青藏高原变形强烈、方式多样、动力复杂，迄今其隆升状态不清，构造演化的运动学模式和驱动机制存疑，板块构造理论对大陆变形的适用性意见不一。本项目以藏中南及喜马拉雅为重点，以现今地壳变动观测为基础，研究弥散型大陆碰撞边界带变形时空过程、构造样式与成因机制。课题围绕青藏现今变形图像及其活动地块边界这两个核心问题，科学目标是实现实测位移场优化升级，以此揭示喜马拉雅挤压增厚变形转换为藏中南的拉张减薄变形的内在联系。研究内容涵盖地表三维位移场合成，活动地块运动模型构建，以及板块边界断层地震变形模拟。研究依托国家重大科学基础设施“中国大陆构造环境监测网络”，以GPS、InSAR和卫星重力为技术支撑，通过多种数据联合反演揭示活动地块几何、运动特征，通过时变过程限定介质的流变性，分析地震危险性，引领“中国大陆构造环境监测网络”运行和发展。

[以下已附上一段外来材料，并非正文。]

PR #690, opened 2026-08-07
feat(swap): RfqSwapManager — drive funded RFQ swaps to resolution automatically

Kukks:
Stacked on `feat/arkade-swap`.

## What this adds

`packages/swap` has every building block a funded RFQ swap needs — `requestLightningSend`/`requestOnchainSend` quote and gate funding, `awaitOnchainFill`/`claimOnchainFill` take the L1 fill, `refundIfUnresolved`/`pushRefundWithoutReceiver` take the lockup back — but calling the right one at the right moment, for every swap in flight, across restarts, was left to the caller. `RfqSwapManager` is that missing piece: it monitors a set of funded swaps and drives each through to resolution automatically, via injected callbacks for every action that moves money (so no key material ever reaches this class — the same split `onchainHtlc.ts` makes with its `sign` callback), an injected `saveSwap` for persistence, and both an event surface and a `waitForSwapCompletion` promise escape hatch.

It also adds the primitive that makes that possible without a counterparty in the loop (`readLockupFate`), registers each lockup with the wallet's `ContractManager` so the indexer **pushes** its funding and its spend, and corrects a wrong claim about swept lockups that a previous commit on this branch introduced.

## The manager never asks the solver

**`RfqSwapManager` holds no `RfqTransport` at all.** Every fact it acts on is read from chain — the Arkade lockup through `readLockupFate`, the L1 half through `classifyOnchainHtlc`. Resolution is not something a solver reports; it is something the trader derives.

Two reasons, neither stylistic:

- **Liveness.** A solver that stops answering must not be able to degrade a trader's view of its own swap. Every deadline that matters here is a consensus timelock — `refundLocktime`, `htlcLocktime` — and none of them care whether a status route is up.
- **Trust.** `settled`/`refunded` from a solver is self-reported. The chain fact underneath it cannot be forged. The lockup's claim leaf can only be spent by revealing `P`, and the only legitimate way the solver obtains `P` is by completing its side. So a spend witness that **hashes to** the quote's `payment_hash` is proof of settlement. Every other leaf is a refund: `nonInteractiveRefund` is covenant-pinned to the trader's own address via `enforcePayTo`, and the four remaining refund leaves all require the trader's own signature. "Spent, but not by a hash-verified claim" therefore means the money went back to the trader.

### `readLockupFate`

New in `refund.ts`, following the same narrow-seam style as `RefundIndexer` / `RestoreIndexer`:

```ts
export type LockupSpendIndexer = Pick<RestIndexerProvider, "getVtxos" | "getVirtualTxs">;

export type LockupFate =
    | { fate: "open" }                           // still funded
    | { fate: "claimed"; preimage: Uint8Array }  // hash-verified
    | { fate: "returned" }                       // spent, provably not a claim
    | { fate: "unknown" };                       // nothing learned
```

Three details it encodes, each checked against SDK source rather than assumed:

- **The preimage lives in Ark's proprietary `ConditionWitness` PSBT field, not in `finalScriptWitness`.** A condition witness is attached *after* signing, precisely because it is not part of what is signed. Both sources are searched as one set — reading only the raw witness stack would miss every real settlement.
- **`spentBy` is the empty string, not absent, when there is nothing to name**, and when it *is* set it names the **checkpoint** transaction, which is the one carrying the lockup's `tapLeafScript`. The ark transaction spends the checkpoint, not the lockup.
- **`spentBy` alone is not a spend test.** The wire contract permits `isSpent: true` with an empty `spentBy`, which is why the SDK's own `hasTerminalSpend` unions all three facts. `readLockupFate` takes the same union.

**A matching witness *shape* is never proof; only a matching *hash* is.** Anything the indexer cannot answer comes back `unknown`, which is deliberately **not** `returned`.

## The lockup is now a registered contract

The manager used to hand-roll its watching layer: a timer, and an indexer read per swap per tick. `ContractManager` already provides that, and provides more — a registered lockup is in the wallet's own contract set rather than known only to this class.

**The blocker was the handler.** `ContractManager.upsertContractRow` derives the script from a row's params and refuses any row whose supplied `script` disagrees. The `vhtlc` handler builds `VHTLC.Script` (V1); `packages/swap` builds `VHTLC.ScriptV2` — the covenant script with `nonInteractiveClaim`/`nonInteractiveRefund`. The derived pkScript never matched, so registering a swap lockup failed outright.

### New `vhtlc-v2` contract handler (`packages/ts-sdk`)

A separate type rather than a flag on `vhtlc`, because a handler's `type` names the script class it derives, as every other registered type does (`default` → `DefaultVtxo.Script`, `vhtlc` → `VHTLC.Script`, `boarding`, `arkade`). The two **cannot collide** on one row: their preimage conditions differ in every tree, so no parameters make their pkScripts equal (pinned by a test). A use-named type (`swap-lockup`) would have been worse — rows are keyed by script, so a second use registering the same ScriptV2 would fight over one row.

It serializes every ScriptV2 param the swap package passes, including both optional covenant leaves, and refuses a half-specified pair by name rather than deriving a silently different script.

**Which leaves it offers.** ScriptV2 has eight; a wallet holding ONE participant key can satisfy four. Offering a leaf whose signature the caller cannot produce turns a clean refusal into a transaction that is built and then rejected.

| leaf | needs | offered |
|---|---|---|
| `claim` | receiver + server, preimage | yes, to the receiver |
| `refund` | sender + receiver + server | no — needs the counterparty live |
| `refundWithoutReceiver` | sender + server, CLTV | yes, to the sender |
| `unilateralClaim` | receiver, CSV | yes, to the receiver |
| `unilateralRefund` | sender + receiver, CSV | no — needs the counterparty live |
| `unilateralRefundWithoutReceiver` | sender, CSV | yes, to the sender |
| `nonInteractiveClaim` | server + emulator | no — the wallet holds neither key |
| `nonInteractiveRefund` | server + receiver + emulator | no — the wallet holds neither key |

This is the same set the `vhtlc` handler offers, for the same reasons, so the selection discipline is identical — and a test pins the two handlers rung-for-rung across every role and timelock context so they cannot drift. **The V1 handler is untouched.**

Unlike `vhtlc`, `vhtlc-v2` is **not generically spendable**. A live lockup is escrow: letting generic selection (send, settle, renewal, offboard) pick it would move it out from under a swap the counterparty is still entitled to complete. `vhtlc` answers `true` only as documented back-compat; a type with no deployed rows inherits no such obligation. Recovery is unaffected — every way out of a lockup names its outpoints explicitly.

### Push where it helps, poll because it must

`RfqSwapManagerDeps.contracts` is **optional**, mirroring `chain?: ChainSource`: a caller with no wallet, or one that only wants the timer, gets an unchanged manager. Supplying it (prefer `await wallet.getContractManager()`, as `createOffer` does) registers each lockup and subscribes to `onContractEvent`.

**The subscription is a latency optimization and never a source of truth.** An event names a script; the reaction is to run the ordinary pass for the swap at that script, and that pass re-reads the lockup through `readLockupFate` exactly as the timer's pass does. So an event that is missed, duplicated, reordered or outright **forged** can only cost or save latency — it can never change what the manager believes, and can never on its own cause a claim or a refund. `poll()` stays armed as the failsafe rather than being replaced: every deadline that moves money is an absolute timelock that passes whether or not an event ever arrives. A test pins this directly — a `vtxo_spent` over a lockup the indexer still reports as open leaves the swap exactly where it was.

Registration is best-effort in the same spirit: it buys latency and a contract row, it decides nothing, so a failure is reported and retried next pass and never aborts the pass it is part of. Two cases are refused outright instead, because no retry can fix them: a record with no covenant, and a covenant whose script is not the one that was funded (rows are keyed by script, so registering the wrong one would leave the real lockup unwatched while reporting success — the failure `registerOfferContract` already guards against).

A terminal swap's row is **retired, not deleted** — the row is what keeps the lockup's VTXOs annotatable and its history readable. Only a row that was actually written, so a swap whose registration was refused does not then report a phantom "not found" failure on top of having settled. `removeSwap` leaves the row alone: it says this manager stops driving the swap, not that the lockup is done.

## Correction: a swept lockup needs recovery, not a refund push

`064147a3` (earlier on this branch) merged the spendable and recoverable indexer reads so a swept lockup stops reading as "nothing to refund". **That part was right. Its justification was not:**

> "It is still the trader's money and `refundWithoutReceiver` still takes it back (that leaf needs the trader's own key plus the server, neither of which a sweep removes)."

The SDK's own predicates say otherwise, and they are mutually exclusive by construction (`wallet/vtxo.ts`):

```ts
canSpendOffchain  = !hasTerminalSpend && !(isSwept || isPastExpiry)
canRecoverOnchain = !hasTerminalSpend &&  (isSwept || isPastExpiry)
```

`canRecoverOnchain` is documented as "must be recovered into a fresh batch **rather than spent offchain**". A sweep removes the leaf from the live tree; holding the sender key does not help. `packages/boltz-swap` splits on exactly this rather than working around it — `settleRefundWithoutReceiver` routes a live VTXO through an offchain tx and a recoverable one through `joinBatch`, because "a swept (recoverable) VTXO is no longer a live leaf, so it can only be reclaimed by re-registering it into a batch".

That merge therefore had a second consequence nobody wanted: because `pushRefundWithoutReceiver` puts every input into **one** aggregate offchain transaction, a single swept output would take the live ones down with it, and `refundIfUnresolved` would then retry that doomed push until `attemptDeadline` — burning the very window the trader needed in order to recover the outputs and finish the refund properly.

Corrected, and made actionable rather than something a caller discovers as a server rejection:

- `pushRefundWithoutReceiver` refuses up front with a new `LockupNeedsRecoveryError`, naming the outpoints. The **whole** push, not a filtered subset — silently dropping the swept ones would report success over money that never moved.
- `refundIfUnresolved` returns a `needs_recovery` outcome instead of retrying. Unlike a median-time-past refusal this is not "not yet" but "not this way".
- `RfqSwapManager` reports the error **unwrapped**, so a caller can `instanceof` it, and deliberately *does* keep retrying — recovery is something the caller can perform while the window is still open, after which the next pass simply succeeds.

`findLockupVtxos` still returns both sets, still tagged: the money being visible is the point of the original fix. What is corrected is the claim that visible meant refundable.

## Recovering a swept lockup: registration is what makes it possible

A swept lockup cannot be spent offchain (see the correction above), so the question is what *can* take it back. The answer already exists in the SDK, and finding that took correcting a wrong turn worth recording.

**`IVtxoManager.recoverVtxos()` is the remedy.** It re-registers swept outputs into a fresh batch — the same round `packages/boltz-swap` reaches through its own `joinBatch` — and it reads the wallet's **registered-contract** snapshot:

```
recoverVtxos()
  → wallet.getVtxos({ withRecoverable: true })        (vtxo-manager.ts:1099)
    → contractSnapshot()                               (wallet.ts:1198)
      → contractManager.getContractsWithVtxos()        (wallet.ts:1315-1318)
```

Note this is the **ungated** `getVtxos`, not `getSpendableVtxos` — so `isGenericallySpendable: false` does not exclude the lockup here, though it still (correctly) excludes it from `renewVtxos`, which goes through `getSpendableVtxos` (`vtxo-manager.ts:1270`, gate at `wallet.ts:1210-1216`).

**But that chain was broken, by this PR, in a way nothing reported.** Registering the lockup persisted a row and watched it, while its VTXOs were silently never synced:

`deriveContractTapscripts` falls back to `script.forfeit()` for any handler that is not `TapscriptDeriving`, and **no VHTLC script version has a `forfeit()`** — `VtxoScript` does not define one and `VHTLC.BaseScript` does not add one. Annotation threw `legacy.forfeit is not a function`, `annotatableIn` caught it into an annotation failure, and `fetchContractVtxosBulk` filtered the lockup's VTXOs out before they were persisted. Symptoms: a permanently `degraded` sync state and a lockup reading as zero balance. The money path was never affected — `RfqSwapManager` reads `readLockupFate` from the indexer directly, never from the wallet repository — but registration was buying substantially less than advertised.

Fixed by implementing `deriveTapscripts` on the `vhtlc-v2` handler, which is exactly what the `TapscriptDeriving` capability exists for. The leaf is `refundWithoutReceiver` for both the forfeit and intent roles: the only collaborative path a wallet holding the sender key can satisfy, and the same conclusion `selectPath` reaches.

Reproduced before fixing and pinned two ways — directly on `deriveContractTapscripts`, and end-to-end through a real `ContractManager`, where removing the fix turns `expect(vtxos).toHaveLength(1)` into `[]`.

**So no batch machinery is duplicated into `packages/swap`.** Porting `joinBatch` + `createVHTLCBatchHandler` (~330 lines of security-critical batch state machine, a fourth copy in this monorepo) was scoped and then dropped once the real blocker turned out to be a missing 6-line annotation method.

Two caveats a caller must hold, both now stated on `LockupNeedsRecoveryError` rather than left to be discovered:

- **The wallet must hold the lockup's `sender` key**, since recovery settles through `refundWithoutReceiver`.
- **`refundLocktime` must have matured.** That leaf carries a CLTV which `recoverVtxos` does not check, and because it sweeps every recoverable output into one settlement, recovering early can fail the whole batch rather than just this output. `packages/boltz-swap` encodes the same rule as "pre-CLTV recoverable → skipped". Making `recoverVtxos` CLTV-aware is a real follow-up and is **not** in this PR.

**Renewal proper** (keeping a lockup alive by re-locking it to the *same* VHTLC script before expiry, rather than recovering it after) is still unbuilt, and still needs a per-contract batch handler along the lines of `createVHTLCBatchHandler`. `vhtlc-v2` answering `false` to `isGenericallySpendable` correctly keeps it out of generic `renewVtxos`, which would otherwise settle the lockup to the wallet's own address and break the swap.

## Unchanged from the original design

- **`nextOnchainAction` for the onchain corridor's claim window.** `classifyOnchainHtlc` reports `claimable` right up until median-time-past reaches `refundLocktime`, while `claimOnchainFill` refuses starting `ONCHAIN_CLAIM_MARGIN_SECONDS` before that point (broadcasting into the counterparty's live refund window risks losing the race with `P` already revealed). A manager driving straight off `OnchainHtlcPhase` would spend that entire margin throwing `claim_window_closed` and never fall back. `nextOnchainAction` applies the margin itself.
- **No manager-level retry backoff.** The poll interval already is the retry cadence and `REFUND_MTP_LAG_SECONDS` already is the deadline.
- **`readLockupFate`'s witness read and hash verification.** `vtxo_spent` says an output was spent, not by which leaf or with what preimage — the settled-vs-refunded distinction is only decidable by reading the spend witness. Registering contracts does not replace this and must not.
- **`findLockupVtxos` stays an authoritative indexer read**, not the contract manager's VTXO state. That would be the weaker answer: it serves the wallet repository, which a degraded sync hands back stale (`getSyncState()` reports `degraded` and returns cached rows rather than failing), and its height-based expiry test needs a chain tip this module does not have. It also still works standalone for callers using `refundIfUnresolved` without a manager.
- Resolution is still decided **before** the refund gate; the per-swap in-progress lock, the dirty/save flush, waiter-settles-after-persist ordering, the event model and the public `poll()` all stand.

## API

- `RfqSwapManagerDeps` is `{ indexer: LockupSpendIndexer; chain?: ChainSource; contracts?: SwapContractRegistry }`.
- `RfqSwap` records gain an optional `lockup: { script: VHTLC.ScriptV2; address: string }` — the covenant and the funded address, both things a caller already holds. Still a live record, not a serialization format.
- New in `packages/swap`: `SwapContractRegistry`, `RfqSwapLockup`, `SWAP_LOCKUP_CONTRACT_TYPE`/`_LABEL`/`_KIND`, `LockupNeedsRecoveryError`, and a `needs_recovery` member of `RefundOutcome`.
- New in `packages/ts-sdk`: `VHTLCV2ContractHandler`, `VHTLCV2ContractParams`, registered as `vhtlc-v2`. It implements `TapscriptDeriving`, without which its VTXOs cannot be annotated at all.

`@arkade-os/swap` is excluded from the release cycle (#689) and `RfqSwapManager` is new in this PR, so nothing published speaks the old shape. The `packages/ts-sdk` change is purely additive: a new handler type alongside the existing five, with the `vhtlc` handler untouched.

## Test plan

Revert-verified — every safety branch broken in turn, each producing exactly the predicted failure and nothing else, then restored and re-confirmed green:

| mutation | observed failure |
|---|---|
| `vhtlc-v2` reports `isGenericallySpendable: true` | `is never generically spendable` — expected true to be false |
| half-specified covenant leaf returns undefined instead of throwing | `refuses a half-specified covenant leaf by name` — expected [Function] to throw |
| `createScript` builds `VHTLC.Script` (V1) | 2 tests, incl. `cannot collide with a vhtlc row` — the two pkScripts became equal |
| handler offers `refund` to the sender | `never offers a leaf this wallet cannot sign` — the leaf appeared in the offered set |
| a `vtxo_spent` event sets state directly instead of running a pass | `re-reads the chain rather than believing the event` — expected 1 to be greater than 1 (the indexer was never asked) |
| drop the funded-script guard on registration | `refuses to register a covenant that is not the funded script` — a row was written for the wrong script |
| a registration failure aborts the pass | `still drives the swap when registration fails` — the refund never ran |
| `stop()` leaves the subscription open | `drops the subscription on stop()` — expected 1 to be 0 |
| never retire a terminal swap's row | `retires the contract once the swap is over` — nothing retired |
| retire on `removeSwap` too | `leaves the contract alone when a swap is merely removed` — a row was retired |
| retire a row that was never written | `does not try to retire a row it never managed to write` — a settled swap reported 2 failures instead of 1 |
| drop the swept-output guard in `pushRefundWithoutReceiver` | **4 tests**, incl. the push being submitted instead of refused |
| `refundIfUnresolved` retries instead of returning `needs_recovery` | `reports a swept lockup instead of retrying` — **test timed out at 5s** (the doomed-retry loop, demonstrated) |
| remove `deriveTapscripts` from the `vhtlc-v2` handler | 2 tests: `legacy.forfeit is not a function`, and end-to-end `expected [] to have a length of 1` — the lockup's VTXOs silently dropped |

One mutation did **not** behave as predicted and is reported rather than hidden: removing the `byLockupScript` cleanup on `removeSwap` left `stops reacting to events for a removed swap` green, because `pollSwap`'s own `monitored` check also catches it. Removing *both* does fail the test, so the guards are genuine defence-in-depth and the test is not vacuous — this is now stated in the code rather than implied.

Full gate, real exit codes:

| step | baseline (`064147a3`) | this branch |
|---|---|---|
| `pnpm lint` (3 pkgs) | pass | pass |
| `pnpm --filter @arkade-os/swap typecheck` | pass | pass |
| ts-sdk unit | 2368 passed, 1 skipped (155 files) | **2385 passed, 1 skipped (156 files)** |
| swap unit | 191 passed (13 files) | **212 passed (13 files)** |
| boltz-swap unit | 614 passed (23 files) | unchanged |

**0 failing at baseline, 0 failing now; +38 tests, no regressions.**

`packages/swap/test` and `packages/ts-sdk/test/**/*.test.ts` are excluded from their tsconfigs, so the new test files were typechecked separately and are clean. Two pre-existing type errors were found that way and are noted rather than silently absorbed: `test/contracts/helpers.ts`'s subscription mock (untouched, out of scope), and `refund.test.ts`'s `VTXOS` fixture, which `064147a3` broke by making `LockupVtxo.recoverable` required without updating it — fixed here, since the file was already being edited.


packages/swap/src/swapManager.ts
```diff
@@ -0,0 +1,764 @@
...
+    }
+
+    private async pollSwap(swap: RfqSwap): Promise<void> {
+        if (this.inProgress.has(swap.rfqId)) return;
+        if (!this.monitored.has(swap.rfqId)) return;
+        this.inProgress.add(swap.rfqId);
+        try {
+            await this.runPass(swap);
+        } finally {
+            this.inProgress.delete(swap.rfqId);
```
pietro909: `inProgress` is cleared before `saveSwap`, waiter settlement, and finalize. While a slow `saveSwap` is pending, another timer tick or public poll() can re-enter the same swap because it is still in monitored.

For a just-refunded swap, that can call `refundArkade` a second time before finalization. It can also create out-of-order saves.

Keep the lock until after save + waiter settlement + finalization.

packages/swap/src/swapManager.ts
```diff
@@ -0,0 +1,764 @@
...
+    }
+
+    private emitAction(swap: RfqSwap, action: RfqSwapActionName): void {
+        notify(this.actionExecutedListeners, (listener) => listener(swap, action));
+    }
+
+    private async save(swap: RfqSwap): Promise<void> {
+        if (!this.callbacks) return;
+        try {
+            await this.callbacks.saveSwap(swap);
```
pietro909, line 1010: save() swallows a saveSwap failure, and line 509 has already cleared the dirty flag, so the write is never retried. The pass then settles waiters and finalizes anyway: for a terminal swap, finalize removes it from monitored, so there is no next poll

storage stays pending forever while the caller observed "completed". That breaks the invariant stated at 510-512, and after a restart (which rebuilds from storage) the money-moving path runs again.

Keep the dirty flag until the save succeeds, and skip waiter settlement/finalization on failure so the next tick retries. 

 Note :the retry pass must skip runPass for an already-terminal swap otherwise it re-drives refundArkade, the same  double-call as the lock issue above.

青藏高原具有变形强烈、动力复杂、方式多样特点，在大陆构造研究中占有显著地位，迄今其运动学模式存在重大争议，构造演化的动力机制也认识不足。本项目以藏中南及喜马拉雅地区为重点，以现今地壳变动观测为约束，研究弥散型大陆碰撞边界带变形的时空过程，探讨高原边缘地壳挤压增厚与高原腹地伸展减薄变形的构造样式与成因机制。项目通过加密GPS流动站点并与InSAR变形观测图像融合，优化了藏中南地区现今三维位移场。在此基础上构建青藏高原活动地块的运动模型，基于震间变形的精密水准、InSAR和GPS三维速度，以及2015年尼泊尔特大地震的同震变形，发展了喜马拉雅中段主冲断层的应变模型，约束印度板块挤入西藏的板块边界几何以及断层闭锁分布。 .项目研究在三个方面取得进展: 1）将区域内二维水平形变场升级为三维形变场，形变场的空间分辨率有了明显提升，揭示出不少前所未见的细节特征，为区域变形运动学模型提供更好的约束条件，为深部动力过程研究提供了新思路。 2）基于20年GPS观测的时间序列分析，揭示青藏高原中部现今坍陷、喜马拉雅、喀喇昆仑隆起，而阿尔金祁连山一带保持均衡板块边界的动力驱动仅限与喜马拉雅、藏南一带，青藏中部的变形是由重力驱动，并传到高原东部，导致祁连山，龙门山一带挤压隆升。3）印度板块可能仅延伸到雅鲁藏布缝合一带，且存在一条与板块边界断层平行、近水平的浅部分支断层，与喜马拉雅主冲断层深部滑脱层协同调节印度-欧亚板块的碰撞变形，导致喜马拉雅和藏南地壳增厚。